• Source material
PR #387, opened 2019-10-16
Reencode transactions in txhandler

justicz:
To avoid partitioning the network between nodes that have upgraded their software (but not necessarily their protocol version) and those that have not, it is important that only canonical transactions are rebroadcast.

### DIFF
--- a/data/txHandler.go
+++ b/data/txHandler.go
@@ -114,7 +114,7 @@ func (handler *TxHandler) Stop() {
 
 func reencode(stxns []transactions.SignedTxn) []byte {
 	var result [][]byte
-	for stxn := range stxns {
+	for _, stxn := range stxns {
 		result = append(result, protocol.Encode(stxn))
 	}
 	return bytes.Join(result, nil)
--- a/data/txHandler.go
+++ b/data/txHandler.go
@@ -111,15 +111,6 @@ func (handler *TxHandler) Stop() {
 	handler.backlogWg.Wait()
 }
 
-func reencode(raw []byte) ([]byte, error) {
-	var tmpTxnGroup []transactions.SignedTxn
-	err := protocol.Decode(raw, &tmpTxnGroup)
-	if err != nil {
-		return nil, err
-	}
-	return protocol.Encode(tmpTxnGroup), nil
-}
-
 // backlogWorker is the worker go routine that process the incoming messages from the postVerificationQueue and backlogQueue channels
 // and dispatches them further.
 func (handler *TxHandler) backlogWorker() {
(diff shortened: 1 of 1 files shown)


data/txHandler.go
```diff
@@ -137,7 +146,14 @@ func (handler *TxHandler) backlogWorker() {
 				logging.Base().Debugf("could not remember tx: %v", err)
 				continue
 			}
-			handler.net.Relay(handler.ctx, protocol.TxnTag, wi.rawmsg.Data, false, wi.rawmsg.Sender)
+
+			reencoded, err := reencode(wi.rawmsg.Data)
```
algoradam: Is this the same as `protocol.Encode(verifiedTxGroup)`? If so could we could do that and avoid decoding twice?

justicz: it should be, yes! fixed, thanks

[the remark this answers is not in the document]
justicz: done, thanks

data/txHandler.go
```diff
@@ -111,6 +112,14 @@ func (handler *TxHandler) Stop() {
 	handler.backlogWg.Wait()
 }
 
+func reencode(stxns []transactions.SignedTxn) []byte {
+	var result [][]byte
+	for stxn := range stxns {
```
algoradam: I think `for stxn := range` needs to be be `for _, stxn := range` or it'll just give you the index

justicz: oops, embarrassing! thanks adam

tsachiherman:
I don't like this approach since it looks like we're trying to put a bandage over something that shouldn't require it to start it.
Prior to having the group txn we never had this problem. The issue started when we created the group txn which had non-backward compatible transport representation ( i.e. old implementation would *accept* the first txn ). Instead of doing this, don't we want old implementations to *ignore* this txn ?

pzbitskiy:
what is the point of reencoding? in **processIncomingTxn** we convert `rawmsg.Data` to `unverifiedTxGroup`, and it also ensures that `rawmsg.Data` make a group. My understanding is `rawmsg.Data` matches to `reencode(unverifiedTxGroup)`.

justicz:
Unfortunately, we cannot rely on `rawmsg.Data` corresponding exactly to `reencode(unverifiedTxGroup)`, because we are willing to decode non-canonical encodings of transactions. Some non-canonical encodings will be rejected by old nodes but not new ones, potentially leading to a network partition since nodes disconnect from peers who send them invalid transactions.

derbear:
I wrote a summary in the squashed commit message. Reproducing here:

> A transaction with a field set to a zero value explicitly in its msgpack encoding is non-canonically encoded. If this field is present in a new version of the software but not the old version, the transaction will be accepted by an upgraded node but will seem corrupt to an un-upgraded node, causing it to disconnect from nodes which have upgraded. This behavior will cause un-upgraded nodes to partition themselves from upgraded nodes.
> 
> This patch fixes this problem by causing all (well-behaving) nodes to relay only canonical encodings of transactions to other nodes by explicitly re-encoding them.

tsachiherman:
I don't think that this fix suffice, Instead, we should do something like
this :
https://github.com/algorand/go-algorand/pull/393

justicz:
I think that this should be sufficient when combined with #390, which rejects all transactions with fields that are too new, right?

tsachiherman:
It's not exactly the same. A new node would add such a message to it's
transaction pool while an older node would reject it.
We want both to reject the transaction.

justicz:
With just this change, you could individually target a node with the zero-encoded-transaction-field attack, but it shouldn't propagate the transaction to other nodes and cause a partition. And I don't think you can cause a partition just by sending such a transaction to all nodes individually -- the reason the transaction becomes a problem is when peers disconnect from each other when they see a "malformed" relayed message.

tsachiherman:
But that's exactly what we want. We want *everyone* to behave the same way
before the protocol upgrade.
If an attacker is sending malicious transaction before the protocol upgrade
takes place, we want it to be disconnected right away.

• Exercise details
Output the records above exactly, from their first line through the line that contains "To avoid partitioning", and add nothing.

• Answer to this exercise
PR #387, opened 2019-10-16
Reencode transactions in txhandler

justicz:
To avoid partitioning the network between nodes that have upgraded their software (but not necessarily their protocol version) and those that have not, it is important that only canonical transactions are rebroadcast.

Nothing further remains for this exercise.